PR #2303, opened 2025-04-14
Add an index for looking up pending assets

danlamanna:
Looking up pending assets needs to be fast for our asset metadata pipeline. Since there should always be a small number of pending assets, this index should be selective enough to always be used. There are some recent sentry issues showing this query slowing down because of having to do sequential scans.


dandiapi/api/models/asset.py
```diff
@@ -127,6 +127,16 @@ class Status(models.TextChoices):
 
     class Meta:
         ordering = ['created']
+        indexes = [
+            # Other statuses are likely too common to index, but pending assets are continually
+            # polled and being moved through the pipeline.
+            models.Index(
+                fields=['status'],
+                name='%(app_label)s_%(class)s_status_pending',
+                # TODO: refer to Pending via the Status enum
```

☆ ☆ ☆ ☆ ☆

Go through the entries above and report every line in which the word "class" appears.

» **Your response**
@@ -127,6 +127,16 @@ class Status(models.TextChoices):
     class Meta:
+                name='%(app_label)s_%(class)s_status_pending',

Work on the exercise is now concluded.